Work instructions
In the entries below, spot each line with the word "WithoutInitializing" and copy it.

[[ Data for the task open ]]

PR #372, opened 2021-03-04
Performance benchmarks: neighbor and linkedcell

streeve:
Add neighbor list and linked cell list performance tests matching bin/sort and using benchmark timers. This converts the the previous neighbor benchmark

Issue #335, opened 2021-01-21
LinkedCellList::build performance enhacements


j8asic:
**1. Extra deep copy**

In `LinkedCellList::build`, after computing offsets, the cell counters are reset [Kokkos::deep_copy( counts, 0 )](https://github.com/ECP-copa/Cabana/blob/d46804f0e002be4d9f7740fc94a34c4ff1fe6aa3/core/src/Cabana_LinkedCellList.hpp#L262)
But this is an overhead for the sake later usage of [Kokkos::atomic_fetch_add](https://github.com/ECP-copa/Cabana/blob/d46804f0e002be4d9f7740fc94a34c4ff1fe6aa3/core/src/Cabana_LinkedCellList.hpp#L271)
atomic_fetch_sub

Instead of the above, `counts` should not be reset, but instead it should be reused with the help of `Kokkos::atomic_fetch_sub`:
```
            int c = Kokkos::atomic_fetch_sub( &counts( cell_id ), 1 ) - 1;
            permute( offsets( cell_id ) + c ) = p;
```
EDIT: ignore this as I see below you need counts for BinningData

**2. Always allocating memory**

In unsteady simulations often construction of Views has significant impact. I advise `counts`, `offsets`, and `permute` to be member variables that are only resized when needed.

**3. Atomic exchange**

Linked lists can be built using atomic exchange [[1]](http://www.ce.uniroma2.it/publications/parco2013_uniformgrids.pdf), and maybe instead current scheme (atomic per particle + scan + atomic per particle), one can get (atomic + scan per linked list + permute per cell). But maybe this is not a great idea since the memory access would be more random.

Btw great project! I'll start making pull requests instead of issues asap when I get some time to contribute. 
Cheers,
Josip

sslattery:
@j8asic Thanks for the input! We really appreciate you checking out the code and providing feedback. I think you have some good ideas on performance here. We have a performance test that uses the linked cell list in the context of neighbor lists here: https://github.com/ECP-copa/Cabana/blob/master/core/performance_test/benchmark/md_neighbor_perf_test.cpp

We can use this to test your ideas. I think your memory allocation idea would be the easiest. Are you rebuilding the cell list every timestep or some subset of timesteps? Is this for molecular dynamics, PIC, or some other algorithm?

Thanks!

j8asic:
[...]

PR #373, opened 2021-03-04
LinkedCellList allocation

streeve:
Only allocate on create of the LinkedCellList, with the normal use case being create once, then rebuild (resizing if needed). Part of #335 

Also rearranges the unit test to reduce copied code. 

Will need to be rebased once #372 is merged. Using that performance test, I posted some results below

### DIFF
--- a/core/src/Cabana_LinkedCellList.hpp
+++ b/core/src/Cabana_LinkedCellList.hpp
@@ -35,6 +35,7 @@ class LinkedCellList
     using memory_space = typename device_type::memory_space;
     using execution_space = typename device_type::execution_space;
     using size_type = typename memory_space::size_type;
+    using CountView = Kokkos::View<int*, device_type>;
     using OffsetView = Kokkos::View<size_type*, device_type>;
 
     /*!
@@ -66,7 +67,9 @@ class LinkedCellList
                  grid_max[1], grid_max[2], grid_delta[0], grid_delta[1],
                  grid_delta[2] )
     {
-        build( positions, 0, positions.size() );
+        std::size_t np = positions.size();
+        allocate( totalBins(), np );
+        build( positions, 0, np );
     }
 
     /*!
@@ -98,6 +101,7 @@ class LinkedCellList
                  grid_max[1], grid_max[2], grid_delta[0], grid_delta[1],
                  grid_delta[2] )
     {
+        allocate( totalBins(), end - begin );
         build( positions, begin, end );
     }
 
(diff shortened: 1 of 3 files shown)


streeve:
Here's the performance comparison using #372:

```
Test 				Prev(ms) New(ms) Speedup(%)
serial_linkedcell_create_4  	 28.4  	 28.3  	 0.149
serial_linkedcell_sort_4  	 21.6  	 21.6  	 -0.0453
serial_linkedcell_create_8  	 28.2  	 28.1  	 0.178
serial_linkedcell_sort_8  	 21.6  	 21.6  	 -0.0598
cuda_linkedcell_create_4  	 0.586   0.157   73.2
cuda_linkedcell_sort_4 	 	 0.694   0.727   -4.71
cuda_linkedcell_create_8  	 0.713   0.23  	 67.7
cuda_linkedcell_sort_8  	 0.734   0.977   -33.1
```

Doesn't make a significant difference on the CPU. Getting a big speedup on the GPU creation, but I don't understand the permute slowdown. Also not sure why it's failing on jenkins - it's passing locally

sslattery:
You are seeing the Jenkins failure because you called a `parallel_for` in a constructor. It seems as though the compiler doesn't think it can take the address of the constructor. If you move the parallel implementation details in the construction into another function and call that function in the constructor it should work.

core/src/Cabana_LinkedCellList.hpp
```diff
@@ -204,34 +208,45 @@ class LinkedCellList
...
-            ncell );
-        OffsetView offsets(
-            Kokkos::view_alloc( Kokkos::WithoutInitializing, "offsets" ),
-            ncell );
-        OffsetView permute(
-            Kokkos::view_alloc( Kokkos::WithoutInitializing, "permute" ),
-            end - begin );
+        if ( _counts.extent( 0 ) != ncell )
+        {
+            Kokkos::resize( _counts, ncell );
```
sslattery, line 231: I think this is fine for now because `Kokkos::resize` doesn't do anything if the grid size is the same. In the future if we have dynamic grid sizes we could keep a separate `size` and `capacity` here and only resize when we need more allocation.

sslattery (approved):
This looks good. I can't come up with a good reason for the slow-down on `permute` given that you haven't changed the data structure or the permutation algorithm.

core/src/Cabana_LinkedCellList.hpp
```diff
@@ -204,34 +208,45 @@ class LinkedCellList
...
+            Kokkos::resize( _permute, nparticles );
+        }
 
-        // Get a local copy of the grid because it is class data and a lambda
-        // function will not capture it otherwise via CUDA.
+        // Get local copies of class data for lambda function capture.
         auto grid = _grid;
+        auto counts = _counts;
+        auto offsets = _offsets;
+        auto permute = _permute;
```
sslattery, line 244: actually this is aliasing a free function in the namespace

[[ Data for the task closed ]]

Written reply
-            Kokkos::view_alloc( Kokkos::WithoutInitializing, "offsets" ),
-            Kokkos::view_alloc( Kokkos::WithoutInitializing, "permute" ),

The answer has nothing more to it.